Your task: Repeat the entire listing exactly.

Stored data:

________________________________________

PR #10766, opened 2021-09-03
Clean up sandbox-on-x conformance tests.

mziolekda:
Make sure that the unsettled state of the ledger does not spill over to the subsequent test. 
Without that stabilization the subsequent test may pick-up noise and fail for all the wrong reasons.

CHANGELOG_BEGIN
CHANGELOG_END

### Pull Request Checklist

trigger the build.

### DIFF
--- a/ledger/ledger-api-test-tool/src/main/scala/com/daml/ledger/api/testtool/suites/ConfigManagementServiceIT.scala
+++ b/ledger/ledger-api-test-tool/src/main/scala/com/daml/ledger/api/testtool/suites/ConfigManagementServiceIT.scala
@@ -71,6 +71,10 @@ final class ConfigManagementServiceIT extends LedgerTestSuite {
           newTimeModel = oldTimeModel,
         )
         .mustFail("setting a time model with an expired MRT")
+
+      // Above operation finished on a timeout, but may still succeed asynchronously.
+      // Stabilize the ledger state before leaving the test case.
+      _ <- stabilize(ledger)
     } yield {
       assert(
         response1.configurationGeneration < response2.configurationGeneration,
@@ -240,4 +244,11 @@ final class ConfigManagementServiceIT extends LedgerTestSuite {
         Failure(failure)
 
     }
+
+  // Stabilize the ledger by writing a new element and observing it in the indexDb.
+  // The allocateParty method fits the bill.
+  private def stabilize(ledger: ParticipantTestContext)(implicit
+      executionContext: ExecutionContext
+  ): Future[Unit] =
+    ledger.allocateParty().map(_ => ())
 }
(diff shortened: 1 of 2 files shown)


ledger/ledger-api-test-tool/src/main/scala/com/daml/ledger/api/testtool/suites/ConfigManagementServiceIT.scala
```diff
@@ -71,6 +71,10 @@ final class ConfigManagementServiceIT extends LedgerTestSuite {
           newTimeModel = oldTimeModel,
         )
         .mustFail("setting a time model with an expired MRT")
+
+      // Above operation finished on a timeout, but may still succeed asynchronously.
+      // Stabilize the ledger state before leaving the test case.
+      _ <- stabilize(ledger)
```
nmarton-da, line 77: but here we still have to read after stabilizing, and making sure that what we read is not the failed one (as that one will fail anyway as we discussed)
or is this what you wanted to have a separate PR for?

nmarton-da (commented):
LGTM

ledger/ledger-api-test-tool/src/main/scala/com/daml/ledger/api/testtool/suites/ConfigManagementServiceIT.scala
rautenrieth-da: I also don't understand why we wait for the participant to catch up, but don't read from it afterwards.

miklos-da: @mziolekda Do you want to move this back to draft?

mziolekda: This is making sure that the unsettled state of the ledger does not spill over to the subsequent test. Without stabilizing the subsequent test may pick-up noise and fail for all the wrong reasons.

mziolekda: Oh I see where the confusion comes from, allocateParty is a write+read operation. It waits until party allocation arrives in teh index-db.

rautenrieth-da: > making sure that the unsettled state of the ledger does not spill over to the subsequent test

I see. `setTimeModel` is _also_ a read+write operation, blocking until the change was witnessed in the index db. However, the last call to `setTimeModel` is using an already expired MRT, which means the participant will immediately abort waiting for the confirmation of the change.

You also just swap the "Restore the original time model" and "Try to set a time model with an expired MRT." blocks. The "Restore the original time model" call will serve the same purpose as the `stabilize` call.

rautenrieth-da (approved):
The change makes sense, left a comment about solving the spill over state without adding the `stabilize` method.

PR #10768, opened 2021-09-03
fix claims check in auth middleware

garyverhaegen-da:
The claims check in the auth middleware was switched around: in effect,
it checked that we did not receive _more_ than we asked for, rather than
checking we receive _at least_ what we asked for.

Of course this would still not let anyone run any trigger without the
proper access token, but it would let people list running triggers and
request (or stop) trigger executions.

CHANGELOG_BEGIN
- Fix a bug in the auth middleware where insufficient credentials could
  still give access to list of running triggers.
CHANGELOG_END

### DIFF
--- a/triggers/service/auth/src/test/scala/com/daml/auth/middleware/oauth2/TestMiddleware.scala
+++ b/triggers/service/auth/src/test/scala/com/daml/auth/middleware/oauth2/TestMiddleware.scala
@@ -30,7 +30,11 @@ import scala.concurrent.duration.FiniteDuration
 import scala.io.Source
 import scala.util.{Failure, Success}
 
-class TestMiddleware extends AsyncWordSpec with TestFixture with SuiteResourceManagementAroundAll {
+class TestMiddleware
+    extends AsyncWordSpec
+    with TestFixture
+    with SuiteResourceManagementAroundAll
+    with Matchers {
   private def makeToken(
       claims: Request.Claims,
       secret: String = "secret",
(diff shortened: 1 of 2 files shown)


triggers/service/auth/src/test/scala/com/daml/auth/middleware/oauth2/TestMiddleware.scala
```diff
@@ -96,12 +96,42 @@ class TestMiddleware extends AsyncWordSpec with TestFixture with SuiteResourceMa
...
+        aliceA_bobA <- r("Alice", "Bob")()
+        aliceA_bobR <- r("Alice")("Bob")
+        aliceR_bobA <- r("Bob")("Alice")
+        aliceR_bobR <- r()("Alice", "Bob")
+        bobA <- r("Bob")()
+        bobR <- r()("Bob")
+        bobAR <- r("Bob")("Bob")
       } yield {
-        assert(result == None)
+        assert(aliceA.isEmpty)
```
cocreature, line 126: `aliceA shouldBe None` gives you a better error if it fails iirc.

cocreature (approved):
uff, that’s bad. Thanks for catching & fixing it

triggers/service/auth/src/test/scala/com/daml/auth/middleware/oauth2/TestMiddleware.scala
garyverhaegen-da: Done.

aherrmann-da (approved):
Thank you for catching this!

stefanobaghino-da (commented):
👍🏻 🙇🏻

________________________________________

Response to this task:
PR #10766, opened 2021-09-03
Clean up sandbox-on-x conformance tests.

mziolekda:
Make sure that the unsettled state of the ledger does not spill over to the subsequent test. 
Without that stabilization the subsequent test may pick-up noise and fail for all the wrong reasons.

CHANGELOG_BEGIN
CHANGELOG_END

### Pull Request Checklist

trigger the build.

### DIFF
--- a/ledger/ledger-api-test-tool/src/main/scala/com/daml/ledger/api/testtool/suites/ConfigManagementServiceIT.scala
+++ b/ledger/ledger-api-test-tool/src/main/scala/com/daml/ledger/api/testtool/suites/ConfigManagementServiceIT.scala
@@ -71,6 +71,10 @@ final class ConfigManagementServiceIT extends LedgerTestSuite {
           newTimeModel = oldTimeModel,
         )
         .mustFail("setting a time model with an expired MRT")
+
+      // Above operation finished on a timeout, but may still succeed asynchronously.
+      // Stabilize the ledger state before leaving the test case.
+      _ <- stabilize(ledger)
     } yield {
       assert(
         response1.configurationGeneration < response2.configurationGeneration,
@@ -240,4 +244,11 @@ final class ConfigManagementServiceIT extends LedgerTestSuite {
         Failure(failure)
 
     }
+
+  // Stabilize the ledger by writing a new element and observing it in the indexDb.
+  // The allocateParty method fits the bill.
+  private def stabilize(ledger: ParticipantTestContext)(implicit
+      executionContext: ExecutionContext
+  ): Future[Unit] =
+    ledger.allocateParty().map(_ => ())
 }
(diff shortened: 1 of 2 files shown)


ledger/ledger-api-test-tool/src/main/scala/com/daml/ledger/api/testtool/suites/ConfigManagementServiceIT.scala
```diff
@@ -71,6 +71,10 @@ final class ConfigManagementServiceIT extends LedgerTestSuite {
           newTimeModel = oldTimeModel,
         )
         .mustFail("setting a time model with an expired MRT")
+
+      // Above operation finished on a timeout, but may still succeed asynchronously.
+      // Stabilize the ledger state before leaving the test case.
+      _ <- stabilize(ledger)
```
nmarton-da, line 77: but here we still have to read after stabilizing, and making sure that what we read is not the failed one (as that one will fail anyway as we discussed)
or is this what you wanted to have a separate PR for?

nmarton-da (commented):
LGTM

ledger/ledger-api-test-tool/src/main/scala/com/daml/ledger/api/testtool/suites/ConfigManagementServiceIT.scala
rautenrieth-da: I also don't understand why we wait for the participant to catch up, but don't read from it afterwards.

miklos-da: @mziolekda Do you want to move this back to draft?

mziolekda: This is making sure that the unsettled state of the ledger does not spill over to the subsequent test. Without stabilizing the subsequent test may pick-up noise and fail for all the wrong reasons.

mziolekda: Oh I see where the confusion comes from, allocateParty is a write+read operation. It waits until party allocation arrives in teh index-db.

rautenrieth-da: > making sure that the unsettled state of the ledger does not spill over to the subsequent test

I see. `setTimeModel` is _also_ a read+write operation, blocking until the change was witnessed in the index db. However, the last call to `setTimeModel` is using an already expired MRT, which means the participant will immediately abort waiting for the confirmation of the change.

You also just swap the "Restore the original time model" and "Try to set a time model with an expired MRT." blocks. The "Restore the original time model" call will serve the same purpose as the `stabilize` call.

rautenrieth-da (approved):
The change makes sense, left a comment about solving the spill over state without adding the `stabilize` method.

PR #10768, opened 2021-09-03
fix claims check in auth middleware

garyverhaegen-da:
The claims check in the auth middleware was switched around: in effect,
it checked that we did not receive _more_ than we asked for, rather than
checking we receive _at least_ what we asked for.

Of course this would still not let anyone run any trigger without the
proper access token, but it would let people list running triggers and
request (or stop) trigger executions.

CHANGELOG_BEGIN
- Fix a bug in the auth middleware where insufficient credentials could
  still give access to list of running triggers.
CHANGELOG_END

### DIFF
--- a/triggers/service/auth/src/test/scala/com/daml/auth/middleware/oauth2/TestMiddleware.scala
+++ b/triggers/service/auth/src/test/scala/com/daml/auth/middleware/oauth2/TestMiddleware.scala
@@ -30,7 +30,11 @@ import scala.concurrent.duration.FiniteDuration
 import scala.io.Source
 import scala.util.{Failure, Success}
 
-class TestMiddleware extends AsyncWordSpec with TestFixture with SuiteResourceManagementAroundAll {
+class TestMiddleware
+    extends AsyncWordSpec
+    with TestFixture
+    with SuiteResourceManagementAroundAll
+    with Matchers {
   private def makeToken(
       claims: Request.Claims,
       secret: String = "secret",
(diff shortened: 1 of 2 files shown)


triggers/service/auth/src/test/scala/com/daml/auth/middleware/oauth2/TestMiddleware.scala
```diff
@@ -96,12 +96,42 @@ class TestMiddleware extends AsyncWordSpec with TestFixture with SuiteResourceMa
...
+        aliceA_bobA <- r("Alice", "Bob")()
+        aliceA_bobR <- r("Alice")("Bob")
+        aliceR_bobA <- r("Bob")("Alice")
+        aliceR_bobR <- r()("Alice", "Bob")
+        bobA <- r("Bob")()
+        bobR <- r()("Bob")
+        bobAR <- r("Bob")("Bob")
       } yield {
-        assert(result == None)
+        assert(aliceA.isEmpty)
```
cocreature, line 126: `aliceA shouldBe None` gives you a better error if it fails iirc.

cocreature (approved):
uff, that’s bad. Thanks for catching & fixing it

triggers/service/auth/src/test/scala/com/daml/auth/middleware/oauth2/TestMiddleware.scala
garyverhaegen-da: Done.

aherrmann-da (approved):
Thank you for catching this!

stefanobaghino-da (commented):
👍🏻 🙇🏻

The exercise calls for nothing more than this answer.